Jake is hurled into the center of a murder that neither the Americans or Russians seem to want solved. Investigating on his own, Jake is drawn into the tug-of-war between the victors for one of the war’s most valuable spoils: Control of German scientists who will become integral in the coming Cold War.

To simulate the look and texture of classic film noir, Soderbergh used vintage camera lenses and shot on a Hollywood backlot rather than dashing off to real locations.

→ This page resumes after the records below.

PR #4255, opened 2022-08-10
[DFSM] Add SHARED_STORAGE_UPDATE_POLICY

chenwany:
### Description of changes
* Add new update policy `SHARED_STORAGE_UPDATE_POLICY` for SharedStorages section, it applies to adding and removing share storages and changing MountDir attribute.
  * It requires compute fleet stop when removing shared storages or changing `MountDir`
  * Update is UNSUPPORT for awsbatch scheduler
  * Computefleet stop is required for plugin scheduler
  * For adding new shared storages, you can either stop compute fleet or apply queue update strategy.

### Tests
* Unit tests
* Manual tests
  * Not stop compute fleet and add EBS, EFS, FSX without queue strategy
  ```
  "message": "All compute nodes must be stopped or QueueUpdateStrategy must be set. Stop the compute fleet with the 
  pcluster update-compute-fleet command, or set QueueUpdateStrategy in the configuration used for the 'update-cluster' 
  operation",
  "currentValue": "-"
  ```

  * Stop and add EBS, EFS, FSX without queue strategy -- OK
  * Remove EBS, EFS or FSX with queue strategy -- All compute nodes must be stopped. Stop the compute fleet with the pcluster update-compute-fleet command
  * Not stop and add EBS, EFS, FSX without queue strategy -- All compute nodes must be stopped or QueueUpdateStrategy must be set. Stop the compute fleet with the pcluster update-compute-fleet command, or set QueueUpdateStrategy in the configuration used for the 'update-cluster' operation"
  * Remove EFS wit queue strategy without stop -- "All compute nodes must be stopped. Stop the compute fleet with the pcluster update-compute-fleet command."
*  For awsbatch, changing the parameters is not support
*  For plugin scheduler, it requires compute fleet stop to add, remove sections or changing MountDir
### Checklist


CHANGELOG.md
```diff
@@ -3,6 +3,8 @@ CHANGELOG
 
 3.x.x
 -----
+**ENHANCEMENTS**
+- Add support for updating SharedStorage configuration.
```
gmarciani: I suggest to highlight the config name as we did in other lines, i.e. `SharedStorage`

cli/src/pcluster/config/update_policy.py
```diff
@@ -125,6 +125,39 @@ def is_slurm_queues_change(change):
     return any(path.startswith("SlurmQueues[") for path in change.path)
 
 
+def is_slurm_scheduler(patch):
+    return patch.cluster.stack.scheduler == "slurm"
```
gmarciani: Here and in other places in our codebase, we redefine the string "slurm".
I think we should define it once in a constant and reference the constant instead.

What about adding such a constant in `cli/src/pcluster/constants.py`?

We can use such constant here and do the larger refactoring later on in a dedicated activity.

cli/src/pcluster/config/update_policy.py
```diff
@@ -125,6 +125,39 @@ def is_slurm_queues_change(change):
...
+
+
+def is_awsbatch_scheduler(_, patch):
+    return patch.cluster.stack.scheduler == "awsbatch"
```
gmarciani: Here and in other places in our codebase, we redefine the string "awsbatch".
I think we should define it once in a constant and reference the constant instead.

What about adding such a constant in cli/src/pcluster/constants.py?

We can use such constant here and do the larger refactoring later on in a dedicated activity.

cli/src/pcluster/config/update_policy.py
```diff
@@ -125,6 +125,39 @@ def is_slurm_queues_change(change):
...
+        return True
+    return False
+
+
+def fail_reason_shared_storage_update_policy(change, patch):
+    if is_awsbatch_scheduler(change, patch):
+        return f"Update actions are not currently supported for the '{change.key}' parameter"
+    reason = "All compute nodes must be stopped"
+    # QueueUpdateStrategy can override UpdatePolicy of parameters under SlurmQueues
+    if not is_stop_required_for_shared_storage(change) and is_slurm_scheduler(patch):
```
gmarciani, line 155: With these conditions we would have the following case. If the scheduler is Slurm and a stop is not required, we would fail with message "All compute nodes must be stopped or QueueUpdateStrategy must be set". This may confuse the end-user. What do you think?

cli/src/pcluster/config/update_policy.py
```diff
@@ -149,11 +182,47 @@ def condition_checker_queue_update_strategy(change, patch):
...
+    if is_awsbatch_scheduler(change, patch):
+        return (
+            f"Restore '{change.key}' value to '{change.old_value}'"
+            if change.old_value is not None
+            else "{0} the parameter '{1}'".format("Restore" if change.is_list else "Remove", change.key)
+            + ". If you need this change, please consider creating a new cluster instead of updating the existing one."
+        )
+    actions = "Stop the compute fleet with the pcluster update-compute-fleet command"
+    if not is_stop_required_for_shared_storage(change) and is_slurm_scheduler(patch):
+        actions += ", or set QueueUpdateStrategy in the configuration used for the 'update-cluster' operation"
```
gmarciani, line 195: Missing full stop at the end of the message.

cli/src/pcluster/config/update_policy.py
```diff
@@ -149,11 +182,47 @@ def condition_checker_queue_update_strategy(change, patch):
...
 
+def actions_needed_shared_storage_update(change, patch):
+    if is_awsbatch_scheduler(change, patch):
+        return (
+            f"Restore '{change.key}' value to '{change.old_value}'"
+            if change.old_value is not None
+            else "{0} the parameter '{1}'".format("Restore" if change.is_list else "Remove", change.key)
+            + ". If you need this change, please consider creating a new cluster instead of updating the existing one."
+        )
+    actions = "Stop the compute fleet with the pcluster update-compute-fleet command"
```
gmarciani, line 193: Missing period at the end of the message if the condition below does not hold.

cli/src/pcluster/config/update_policy.py
```diff
@@ -149,11 +182,47 @@ def condition_checker_queue_update_strategy(change, patch):
...
+        actions += ", or set QueueUpdateStrategy in the configuration used for the 'update-cluster' operation"
+
+    return actions
+
+
+def condition_checker_shared_storage_update_policy(change, patch):
+    """
+    Check different requirements for different schedulers.
+
+    Compute fleet stop is required for awsbatch and plugin scheduler.
```
gmarciani: When the scheduler is AWS Batch then the shared storage update should not be support, right?

cli/src/pcluster/config/update_policy.py
```diff
@@ -149,11 +182,47 @@ def condition_checker_queue_update_strategy(change, patch):
...
+    QueueUpdateStrategy can override UpdatePolicy of parameters under SlurmQueues for slurm scheduler.
+    """
+    if is_awsbatch_scheduler(change, patch):
```
gmarciani, line 208: We cover awsbatch and slurm here, but the function comment also mentions the scheduler plugin.
What about the scheduler plugin?

cli/src/pcluster/config/update_policy.py
```diff
@@ -149,11 +182,47 @@ def condition_checker_queue_update_strategy(change, patch):
...
+        return None
```
gmarciani: I supposed this function would have returned only True or False. What is the meaning of returning None?

cli/src/pcluster/templates/cdk_builder_utils.py
```diff
@@ -491,7 +491,7 @@ def _build_policy(self) -> List[iam.PolicyStatement]:
             ),
             iam.PolicyStatement(
                 sid="Ec2TagsAndVolumes",
-                actions=["ec2:AttachVolume", "ec2:CreateTags"],
+                actions=["ec2:AttachVolume", "ec2:CreateTags", "ec2:DetachVolume"],
```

He also used old-school process shots, inserting the actors in front of backlit scenery.

Soderbergh mixed those throwback methods with dialogue heavy on obscenities, his idea being, what would happen if you blended the look of Hollywood past with harsh language that never would have passed the censors back then?

The result is a bit jarring but not very interesting. It’s not as if we’re suddenly hearing Humphrey Bogart dropping F-bombs. These are recognizably modern performers talking the way we’ve heard them talk before in R-rated flicks.

Where “The Good German” really confounds is in its seemingly sloppy use of light and dark. Composition of shadows were so precise in many glorious old black-and-white films that they looked practically etched onto the screen.

Here, the shadows are so amorphous and omnipresent, they’re distracting. Old film noir often might place an actor’s face in darkness for effect at a pivotal moment, but in “The Good German,” the performers often are swallowed in shadow.

Soderbergh’s a meticulous filmmaker, so he must have had a reason. Yet the pervasive shadows are bothersome enough to yank viewers out of the story again and again.

Blanchett is magnificent, but Clooney is nearly as somber as he was in Soderbergh’s sci-fi dud “Solaris.” Maguire, whether because of his innate boyishness or the imprint of his heroic “Spider-Man” persona, just lacks the weight to play a bad guy.

Beau Bridges, Ravil Isyanov, Robin Weigert and Leland Orser round out a supporting cast that’s solid but uninspired.

The film-noir trappings make you long for some rascals among the bit players. Where would Bogart be if he didn’t have foxy comrades such as Claude Rains, Sydney Greenstreet or Peter Lorre to play off of?